The pertinent substantive law in this case is found in Massachusetts special education regulations governing, first, general procedures in all situations where a child may need an out-of-district educational placement and, second, application of those procedures to special education students who attend so-called “program schools,” defined at 603 CMR 28.02 to include “the school in which the student is enrolled according to the provisions of…MGL c. 76, §12A (METCO)…”

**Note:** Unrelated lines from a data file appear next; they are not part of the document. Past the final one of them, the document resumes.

PR #3578, opened 2024-06-27
classvars should not be backend vars

benedikt-bartscher:
Fixes issue where `_mixin` is propagated as backend var with state mixins and ComponentState


masenf (approved):
thanks for the nice fix!

PR #3583, opened 2024-06-27
add responsive props to radix components

adhami3310:
### All Submissions:

### Type of change

### New Feature Submission:


reflex/components/core/breakpoints.py
```diff
@@ -15,19 +16,41 @@ def set_breakpoints(values: Tuple[str, str, str, str, str]):
...
         cls,
-        custom: Optional[dict] = None,
-        initial=None,
-        xs=None,
-        sm=None,
-        md=None,
-        lg=None,
-        xl=None,
+        custom: Optional[dict[K, V]] = None,
+        initial: Optional[V] = None,
```
picklelo, line 48: nit: You can do `V | None` instead of `Optional` for type annotations. Only within the pydantic class definitions do we need to keep it using the old syntax

reflex/utils/types.py
```diff
@@ -351,6 +355,33 @@ def _issubclass(cls: GenericType, cls_check: GenericType) -> bool:
     if isinstance(cls_base, tuple):
         return False
 
+    # Check that fields of breakpoints match the expected values.
+    if issubclass(cls_base, Breakpoints) and instance is not None:
+
+        def satisfies(cls_check: GenericType):
```
picklelo, line 361: If possible we should pull this function out to the top level - otherwise it will get redefined every time we call `issubclass` and may have performance impact

reflex/components/core/breakpoints.py
adhami3310: The union operator I believe is only compatible with Python 3.10, but we have compatibility with 3.8 so I'm not sure we can do that?

masenf: it works, but you have to ensure the first non-docstring line of the module is `from __future__ import annotations`. This enables the new typing features in 3.7+

adhami3310:
One behavior we're missing is using list operator to define responsive props for radix components. Is this something we're interested in having? @picklelo

reflex/components/core/breakpoints.py
benedikt-bartscher: Should we enable this automatically? I am using this in all my reflex projects:

```toml
[tool.ruff.lint.isort]
required-imports = ["from __future__ import annotations"]
```

adhami3310:
In the interest of easing merge requests, we can merge this and add list syntax radix props in another PR.

reflex/components/radix/themes/components/avatar.pyi
```diff
@@ -20,17 +22,29 @@ class Avatar(RadixThemesComponent):
...
+                            str, Literal["1", "2", "3", "4", "5", "6", "7", "8", "9"]
+                        ],
+                    ]
+                ],
+                Union[
+                    Literal["1", "2", "3", "4", "5", "6", "7", "8", "9"],
+                    reflex.components.core.breakpoints.Breakpoints[
+                        str, Literal["1", "2", "3", "4", "5", "6", "7", "8", "9"]
+                    ],
+                ],
```
masenf, line 42: not clear why this is generating a separate internal `Union`, since there is already an "outer" `Union` wouldn't the following code work the same:

```suggestion
                Literal["1", "2", "3", "4", "5", "6", "7", "8", "9"],
                reflex.components.core.breakpoints.Breakpoints[
                    str, Literal["1", "2", "3", "4", "5", "6", "7", "8", "9"]
                ],
```

masenf (commented):
does this _actually_ work if the `Breakpoints` is inside a `Var`? for example in state:

```python
class S(rx.State):
    bps: rx.breakpoints.__self__ = rx.breakpoints(
        initial="1",
        xs="2",
        sm="2",
        md="3",
        lg="4",
        xl="5",
    )

def index():
    return rx.vstack(
        "hello world",
        "foo",
        "bar",
        "baz",
        spacing=S.bps,
    )
```

when i try it like that it kind of blows up

```console
  File "/Users/masen/code/reflex-dev/reflex/reflex/components/component.py", line 811, in create
  File "/Users/masen/code/reflex-dev/reflex/reflex/components/component.py", line 444, in __init__
    and not types._issubclass(passed_type, expected_type, value)
            ^^^^^^^^^^^^^^^^^^^^^^^^^^^^^^^^^^^^^^^^^^^^^^^^^^^^
  File "/Users/masen/code/reflex-dev/reflex/reflex/utils/types.py", line 392, in _issubclass
    return _breakpoints_satisfies_typing(cls_check, instance)
           ^^^^^^^^^^^^^^^^^^^^^^^^^^^^^^^^^^^^^^^^^^^^^^^^^^
  File "/Users/masen/code/reflex-dev/reflex/reflex/utils/types.py", line 352, in _breakpoints_satisfies_typing
    return any(
           ^^^^
  File "/Users/masen/code/reflex-dev/reflex/reflex/utils/types.py", line 353, in <genexpr>
    _breakpoints_satisfies_typing(type_to_check, instance)
  File "/Users/masen/code/reflex-dev/reflex/reflex/utils/types.py", line 346, in _breakpoints_satisfies_typing
    for value in instance.values():
                 ^^^^^^^^^^^^^^^
  File "/Users/masen/code/reflex-dev/reflex/reflex/vars.py", line 819, in __getattr__
    raise VarAttributeError(
reflex.utils.exceptions.VarAttributeError: The State var `state__s.bps` has no attribute 'values' or may have been annotated wrongly.
```

i think, at least initially, we need to ensure that the `Breakpoints` is handled at compile time (i.e. cannot be in a dynamic frontend Var), or we need to ignore the type checking if the `Breakpoints` is in a `Var`.

I tend to lean toward the former, because we definitely cannot support `Var[Breakpoint]` for the CSS props as it's written now, so we shouldn't introduce an inconsistency between the two.

My other question is about `Var` within an `rx.breakpoints` dict, the type checking seems to get bungled up on this, but since the style props have no type checking, it actually _does_ seem to work if the value comes from a `Var`

reflex/components/radix/themes/components/avatar.pyi
adhami3310: That's interesting, I'm not sure how it generated this piece of code. I will take a look into it.

adhami3310:
> does this _actually_ work if the `Breakpoints` is inside a `Var`?

Good catch! I think the issue I ran through was doing a union simply broke pydantic and I wasn't sure how, so that was the only thing that typechecked fine. I will see if it can be fixed more towards the right way.

adhami3310:
It actually seems fine, we can handle breakpoints in var after fixing an issue with typing. But we do lose validation when used in a state.

masenf (approved):
will take this for now, but i have a followup PR to clean up some of the generated .pyi files coming

PR #3585, opened 2024-06-27
order type annotations in pyi_generator

benedikt-bartscher:


masenf (approved):
thanks for the fix. so confused about why this is hitting us now though... not sure what actually changed to cause these pyi mismatches. any idea?

benedikt-bartscher:
You're welcome. No, tbh, I do not know why this was hitting us so randomly. However, I observed this issue for quite a while now. It got a bit better with my differential pyi generator PR.

PR #3591, opened 2024-06-29
pyi_generator cleanup: ruff, remove fully qualified reflex. names

masenf:
* Remove black dependency; format and fix generated files using `ruff check` and `ruff format` now
  * all unused imports are removed and duplicate imports are collapsed and ordered correctly, which reduces file size and line count of shipped pyi files
* Replace special-case global import logic with creation of ast nodes from `DEFAULT_IMPORTS`
* Remove fully-qualified `reflex.` names in pyi files. The generator now raises an error when trying to resolve a type hint that is not in the namespace of the pyi file, and asks the user to add it to `DEFAULT_IMPORTS`
* Replace `function` with `Callable` in the event trigger annotation, since `function` is not actually a valid builtin name

pyi_generator changes only https://github.com/reflex-dev/reflex/pull/3591/files/780a36925bd3e6c29af0d5d6279f73d973f45a6c


Alek99 (approved):
nice, glad we can switch fully to this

The generally-applicable regulations are found at 603 CMR 28.06(2)(e) and outline the requisite procedure whenever a Team is considering an out-of-district placement for a student, regardless of whether the student is enrolled in a program school, as follows:

  1. Placement Meeting. Upon developing the IEP, if the needs of the student and the services identified by the Team are complex, and the Team is considering an initial placement out-of-district…the school district may schedule a separate Team meeting to determine placement…
    1. Any other school district that may be financially or programmatically responsible for the student shall be invited to participate in the placement meeting and shall receive notice of such meeting at least five school days prior to the meeting…
    2. Prior to the placement meeting, the school district and parent shall investigate in-district and out-of-district placement options in light of the student’s needs and identified services required.
    3. At the placement meeting, the district and the parent shall report on the investigation of in-district and out-of-district options in light of the student’s needs and identified services required.
    4. At the placement meeting, the district and the parent shall report on the investigation of in-district and out of district options. If an in-district program can provide the services on the IEP, such program shall be identified at the placement meeting and provided by the district; if not, the placement Team shall identify an out-of-district placement.

    Id.

Additional regulations, found at 603 CMR 28.10(6), prescribe the protocol for situations where a student who is enrolled in a program school such as METCO may need an out of district placement to receive a FAPE, and allocate responsibility between the program school and the child’s district of residence, as follows:

(6) Program Schools: A program school shall have programmatic and financial responsibility for enrolled students, subject only to specific finance provisions of any pertinent state law…Specific provisions for program schools are as follows:

  1. For…schools attended under MGL c. 76, §12A (METCO), when the Team determines that the student may need an out-of-district placement, the Team shall conclude the meeting pursuant to 603 CMR 28.06(2)(e) without identifying a specific placement type, and shall notify the school district where the student resides within two school days.
    1. Upon a determination as in 603 CMR 28.10(6)(a), the program school shall schedule another meeting to determine placement, and shall invite representatives of the school district where the student resides to participate as a member of the placement team pursuant to 603 CMR 28.06(3).
    2. The Team meeting convened by the program school shall first consider if the school district where the student resides has an in-district program that could provide the services recommended by the Team, and if so, the program school shall arrange with the school district where the student resides to deliver such services or develop an appropriate in-district program at the program school for the student.
    3. If the placement Team, in accordance with the procedures of 603 CMR 28.06(2)(e), determines that the student requires an out-of-district program to provide the services identified on the student’s IEP, then the placement proposed to the parent shall be an out-of-district day or residential school, depending on the needs of the student. Upon parental acceptance of the proposed IEP and…placement, programmatic and financial responsibility shall return to the school district where the student resides. The school district where the student resides shall implement the placement determination of the Team consistent with the requirements of 603 CMR 28.06(3).

603 CMR 28.10(6).

UNDISPUTED FACTS

The following facts are not in dispute, and are derived from the hearing request, response, and accompanying documents, as well as all documents and memoranda submitted with the pending Motion and Amended Motion for Summary Judgment of Guardian and LSRSD, Opposition filed by BPS, and Second Motion for Summary Judgment and Reply filed by LSRSD.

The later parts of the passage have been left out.